-- Data records --
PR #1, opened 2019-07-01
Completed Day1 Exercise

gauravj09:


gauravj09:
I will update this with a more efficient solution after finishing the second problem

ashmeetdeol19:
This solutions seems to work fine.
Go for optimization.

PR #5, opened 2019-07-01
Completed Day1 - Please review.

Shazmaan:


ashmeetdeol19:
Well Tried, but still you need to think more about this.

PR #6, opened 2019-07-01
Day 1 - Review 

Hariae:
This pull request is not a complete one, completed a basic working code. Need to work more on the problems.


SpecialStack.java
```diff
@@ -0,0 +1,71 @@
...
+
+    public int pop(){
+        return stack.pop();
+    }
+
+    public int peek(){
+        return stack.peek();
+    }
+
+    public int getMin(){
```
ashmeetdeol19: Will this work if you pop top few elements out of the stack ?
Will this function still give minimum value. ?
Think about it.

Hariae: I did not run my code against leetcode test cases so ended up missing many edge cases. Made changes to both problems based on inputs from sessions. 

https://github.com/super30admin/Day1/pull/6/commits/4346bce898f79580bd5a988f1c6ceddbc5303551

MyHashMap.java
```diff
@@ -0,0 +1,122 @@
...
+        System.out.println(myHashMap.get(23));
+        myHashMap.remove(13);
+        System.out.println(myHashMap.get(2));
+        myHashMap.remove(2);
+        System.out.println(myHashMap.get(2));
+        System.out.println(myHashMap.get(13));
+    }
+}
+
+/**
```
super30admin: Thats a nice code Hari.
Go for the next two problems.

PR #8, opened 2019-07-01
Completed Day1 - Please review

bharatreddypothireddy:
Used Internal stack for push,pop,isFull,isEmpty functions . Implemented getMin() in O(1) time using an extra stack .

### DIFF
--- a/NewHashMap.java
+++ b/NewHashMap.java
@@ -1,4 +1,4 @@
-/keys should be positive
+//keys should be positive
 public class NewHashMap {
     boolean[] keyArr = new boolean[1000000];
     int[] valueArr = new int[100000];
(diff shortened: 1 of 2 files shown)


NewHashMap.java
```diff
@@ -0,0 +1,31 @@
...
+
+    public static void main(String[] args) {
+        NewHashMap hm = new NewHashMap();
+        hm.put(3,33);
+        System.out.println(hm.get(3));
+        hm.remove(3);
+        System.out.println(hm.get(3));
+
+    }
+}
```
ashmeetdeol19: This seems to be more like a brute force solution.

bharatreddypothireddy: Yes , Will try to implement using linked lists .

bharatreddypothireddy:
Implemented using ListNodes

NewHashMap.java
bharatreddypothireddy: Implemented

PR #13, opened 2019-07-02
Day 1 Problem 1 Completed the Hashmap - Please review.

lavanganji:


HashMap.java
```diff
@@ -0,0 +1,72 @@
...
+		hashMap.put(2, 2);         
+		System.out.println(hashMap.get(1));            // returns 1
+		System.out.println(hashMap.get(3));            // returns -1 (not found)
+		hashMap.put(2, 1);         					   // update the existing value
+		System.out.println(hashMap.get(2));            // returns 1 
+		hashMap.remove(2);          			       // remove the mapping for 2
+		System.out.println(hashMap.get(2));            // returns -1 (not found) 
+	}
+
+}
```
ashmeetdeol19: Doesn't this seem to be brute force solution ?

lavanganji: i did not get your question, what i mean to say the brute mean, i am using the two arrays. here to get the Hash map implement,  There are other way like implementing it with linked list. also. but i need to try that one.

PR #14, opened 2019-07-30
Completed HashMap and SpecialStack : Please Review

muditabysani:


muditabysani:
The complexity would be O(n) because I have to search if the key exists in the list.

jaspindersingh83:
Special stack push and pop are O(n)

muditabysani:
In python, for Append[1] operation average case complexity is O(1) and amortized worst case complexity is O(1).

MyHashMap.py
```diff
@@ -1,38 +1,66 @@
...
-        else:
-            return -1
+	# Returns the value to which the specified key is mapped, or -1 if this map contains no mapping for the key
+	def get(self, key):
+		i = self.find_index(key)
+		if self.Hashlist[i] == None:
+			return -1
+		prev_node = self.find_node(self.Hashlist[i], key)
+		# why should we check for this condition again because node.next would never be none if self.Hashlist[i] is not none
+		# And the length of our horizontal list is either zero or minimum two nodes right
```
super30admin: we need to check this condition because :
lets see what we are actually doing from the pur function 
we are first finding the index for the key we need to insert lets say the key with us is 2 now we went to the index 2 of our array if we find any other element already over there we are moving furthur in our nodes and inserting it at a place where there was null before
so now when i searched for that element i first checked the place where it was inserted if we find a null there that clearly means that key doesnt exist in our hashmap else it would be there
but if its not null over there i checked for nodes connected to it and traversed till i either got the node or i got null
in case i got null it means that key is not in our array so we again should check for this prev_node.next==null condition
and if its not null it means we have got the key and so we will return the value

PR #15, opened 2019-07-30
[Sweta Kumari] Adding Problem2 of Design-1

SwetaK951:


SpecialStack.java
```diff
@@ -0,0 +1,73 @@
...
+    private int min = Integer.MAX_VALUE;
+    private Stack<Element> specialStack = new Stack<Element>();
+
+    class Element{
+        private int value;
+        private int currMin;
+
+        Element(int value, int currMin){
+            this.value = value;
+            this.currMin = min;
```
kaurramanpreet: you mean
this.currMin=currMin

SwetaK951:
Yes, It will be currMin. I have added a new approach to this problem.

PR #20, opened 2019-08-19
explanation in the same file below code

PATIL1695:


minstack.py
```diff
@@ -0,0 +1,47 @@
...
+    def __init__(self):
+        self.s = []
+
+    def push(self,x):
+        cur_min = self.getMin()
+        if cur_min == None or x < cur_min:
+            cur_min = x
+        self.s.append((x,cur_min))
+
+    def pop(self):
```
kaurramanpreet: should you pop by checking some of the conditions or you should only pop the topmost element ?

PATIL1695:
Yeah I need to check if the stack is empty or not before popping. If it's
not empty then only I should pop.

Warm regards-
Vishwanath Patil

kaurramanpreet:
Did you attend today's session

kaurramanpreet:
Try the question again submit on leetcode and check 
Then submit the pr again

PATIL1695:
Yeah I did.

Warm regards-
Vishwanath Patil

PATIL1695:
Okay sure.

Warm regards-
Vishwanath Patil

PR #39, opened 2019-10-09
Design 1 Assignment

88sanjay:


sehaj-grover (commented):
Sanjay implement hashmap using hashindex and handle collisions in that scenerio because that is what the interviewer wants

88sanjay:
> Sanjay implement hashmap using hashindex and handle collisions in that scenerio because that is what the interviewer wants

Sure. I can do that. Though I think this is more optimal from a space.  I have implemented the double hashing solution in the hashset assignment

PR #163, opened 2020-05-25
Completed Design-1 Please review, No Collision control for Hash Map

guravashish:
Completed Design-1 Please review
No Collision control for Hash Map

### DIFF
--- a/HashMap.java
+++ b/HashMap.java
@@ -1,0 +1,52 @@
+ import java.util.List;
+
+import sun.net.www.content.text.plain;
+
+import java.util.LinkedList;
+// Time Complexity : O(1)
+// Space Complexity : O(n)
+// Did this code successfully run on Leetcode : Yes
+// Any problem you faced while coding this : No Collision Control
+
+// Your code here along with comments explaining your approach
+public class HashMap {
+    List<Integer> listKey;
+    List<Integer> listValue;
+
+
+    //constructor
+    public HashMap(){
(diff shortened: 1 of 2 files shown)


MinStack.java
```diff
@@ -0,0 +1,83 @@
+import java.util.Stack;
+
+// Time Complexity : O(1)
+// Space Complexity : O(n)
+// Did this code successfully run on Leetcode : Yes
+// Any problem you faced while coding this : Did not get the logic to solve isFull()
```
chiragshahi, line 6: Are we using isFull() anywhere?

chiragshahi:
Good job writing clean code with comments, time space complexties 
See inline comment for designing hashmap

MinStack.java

--

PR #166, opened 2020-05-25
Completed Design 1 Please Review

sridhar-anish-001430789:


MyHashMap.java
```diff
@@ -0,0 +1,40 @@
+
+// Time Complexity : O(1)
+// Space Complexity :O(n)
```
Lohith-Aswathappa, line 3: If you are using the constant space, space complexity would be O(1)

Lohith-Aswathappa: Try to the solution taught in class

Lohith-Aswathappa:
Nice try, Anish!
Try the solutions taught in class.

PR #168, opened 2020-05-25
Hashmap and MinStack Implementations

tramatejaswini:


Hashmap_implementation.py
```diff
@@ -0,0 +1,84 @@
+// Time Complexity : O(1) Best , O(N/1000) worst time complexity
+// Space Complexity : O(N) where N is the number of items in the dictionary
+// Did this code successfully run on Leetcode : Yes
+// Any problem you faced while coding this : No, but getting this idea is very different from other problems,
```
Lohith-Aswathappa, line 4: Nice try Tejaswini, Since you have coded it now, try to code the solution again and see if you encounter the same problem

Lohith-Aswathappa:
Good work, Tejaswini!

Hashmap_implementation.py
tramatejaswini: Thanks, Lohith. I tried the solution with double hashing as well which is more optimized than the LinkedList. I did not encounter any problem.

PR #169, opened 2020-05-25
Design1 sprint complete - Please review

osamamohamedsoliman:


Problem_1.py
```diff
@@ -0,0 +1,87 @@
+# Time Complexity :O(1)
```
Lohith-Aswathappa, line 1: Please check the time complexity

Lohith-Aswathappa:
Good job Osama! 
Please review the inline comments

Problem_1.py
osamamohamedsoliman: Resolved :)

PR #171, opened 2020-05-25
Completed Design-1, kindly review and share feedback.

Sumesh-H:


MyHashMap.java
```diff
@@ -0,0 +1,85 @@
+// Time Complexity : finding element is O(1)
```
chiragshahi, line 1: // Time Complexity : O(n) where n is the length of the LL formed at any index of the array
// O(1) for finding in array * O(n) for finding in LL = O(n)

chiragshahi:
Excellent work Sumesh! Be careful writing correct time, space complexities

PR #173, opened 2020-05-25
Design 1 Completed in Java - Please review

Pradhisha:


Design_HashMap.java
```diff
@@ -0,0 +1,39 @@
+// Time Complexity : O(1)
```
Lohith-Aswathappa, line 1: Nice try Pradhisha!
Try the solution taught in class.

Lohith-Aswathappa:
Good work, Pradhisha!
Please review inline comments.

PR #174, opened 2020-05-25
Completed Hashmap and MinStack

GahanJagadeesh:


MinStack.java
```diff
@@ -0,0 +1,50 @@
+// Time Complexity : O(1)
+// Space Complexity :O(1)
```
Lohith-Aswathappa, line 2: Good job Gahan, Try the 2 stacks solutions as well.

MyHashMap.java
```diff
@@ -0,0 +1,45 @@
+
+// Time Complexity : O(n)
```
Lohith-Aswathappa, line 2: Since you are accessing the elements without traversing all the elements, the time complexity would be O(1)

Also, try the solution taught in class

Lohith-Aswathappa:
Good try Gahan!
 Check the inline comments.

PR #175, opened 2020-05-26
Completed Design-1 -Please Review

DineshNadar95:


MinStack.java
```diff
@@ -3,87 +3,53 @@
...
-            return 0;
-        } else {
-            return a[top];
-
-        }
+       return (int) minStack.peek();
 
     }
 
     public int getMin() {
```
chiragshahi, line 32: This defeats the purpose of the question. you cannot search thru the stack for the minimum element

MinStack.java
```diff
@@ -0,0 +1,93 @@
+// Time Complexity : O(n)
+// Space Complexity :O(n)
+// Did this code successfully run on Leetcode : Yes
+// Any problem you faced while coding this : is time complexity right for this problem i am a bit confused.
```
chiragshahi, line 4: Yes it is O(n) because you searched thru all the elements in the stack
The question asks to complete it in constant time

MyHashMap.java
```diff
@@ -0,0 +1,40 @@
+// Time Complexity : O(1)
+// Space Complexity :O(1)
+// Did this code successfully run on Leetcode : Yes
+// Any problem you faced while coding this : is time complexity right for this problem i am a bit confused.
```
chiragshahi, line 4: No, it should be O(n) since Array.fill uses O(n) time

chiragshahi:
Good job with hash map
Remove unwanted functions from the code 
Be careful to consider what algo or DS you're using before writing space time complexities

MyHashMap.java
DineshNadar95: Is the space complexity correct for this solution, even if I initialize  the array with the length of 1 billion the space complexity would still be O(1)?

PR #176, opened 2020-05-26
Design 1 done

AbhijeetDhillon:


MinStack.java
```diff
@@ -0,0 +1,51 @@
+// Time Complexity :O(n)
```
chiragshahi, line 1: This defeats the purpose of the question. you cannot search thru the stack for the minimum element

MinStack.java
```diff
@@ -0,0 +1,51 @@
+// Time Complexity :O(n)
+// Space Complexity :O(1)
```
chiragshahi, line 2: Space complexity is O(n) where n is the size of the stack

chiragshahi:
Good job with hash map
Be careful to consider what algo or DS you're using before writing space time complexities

-- Task instructions --
Among the records above, extract exactly the lines from the line with "PR #1, opened 2019-07-01" to the line with "ashmeetdeol19: This seems", both lines included, and leave out the rest.

-- Result of this task --
PR #1, opened 2019-07-01
Completed Day1 Exercise

gauravj09:


gauravj09:
I will update this with a more efficient solution after finishing the second problem

ashmeetdeol19:
This solutions seems to work fine.
Go for optimization.

PR #5, opened 2019-07-01
Completed Day1 - Please review.

Shazmaan:


ashmeetdeol19:
Well Tried, but still you need to think more about this.

PR #6, opened 2019-07-01
Day 1 - Review 

Hariae:
This pull request is not a complete one, completed a basic working code. Need to work more on the problems.


SpecialStack.java
```diff
@@ -0,0 +1,71 @@
...
+
+    public int pop(){
+        return stack.pop();
+    }
+
+    public int peek(){
+        return stack.peek();
+    }
+
+    public int getMin(){
```
ashmeetdeol19: Will this work if you pop top few elements out of the stack ?
Will this function still give minimum value. ?
Think about it.

Hariae: I did not run my code against leetcode test cases so ended up missing many edge cases. Made changes to both problems based on inputs from sessions. 

https://github.com/super30admin/Day1/pull/6/commits/4346bce898f79580bd5a988f1c6ceddbc5303551

MyHashMap.java
```diff
@@ -0,0 +1,122 @@
...
+        System.out.println(myHashMap.get(23));
+        myHashMap.remove(13);
+        System.out.println(myHashMap.get(2));
+        myHashMap.remove(2);
+        System.out.println(myHashMap.get(2));
+        System.out.println(myHashMap.get(13));
+    }
+}
+
+/**
```
super30admin: Thats a nice code Hari.
Go for the next two problems.

PR #8, opened 2019-07-01
Completed Day1 - Please review

bharatreddypothireddy:
Used Internal stack for push,pop,isFull,isEmpty functions . Implemented getMin() in O(1) time using an extra stack .

### DIFF
--- a/NewHashMap.java
+++ b/NewHashMap.java
@@ -1,4 +1,4 @@
-/keys should be positive
+//keys should be positive
 public class NewHashMap {
     boolean[] keyArr = new boolean[1000000];
     int[] valueArr = new int[100000];
(diff shortened: 1 of 2 files shown)


NewHashMap.java
```diff
@@ -0,0 +1,31 @@
...
+
+    public static void main(String[] args) {
+        NewHashMap hm = new NewHashMap();
+        hm.put(3,33);
+        System.out.println(hm.get(3));
+        hm.remove(3);
+        System.out.println(hm.get(3));
+
+    }
+}
```
ashmeetdeol19: This seems to be more like a brute force solution.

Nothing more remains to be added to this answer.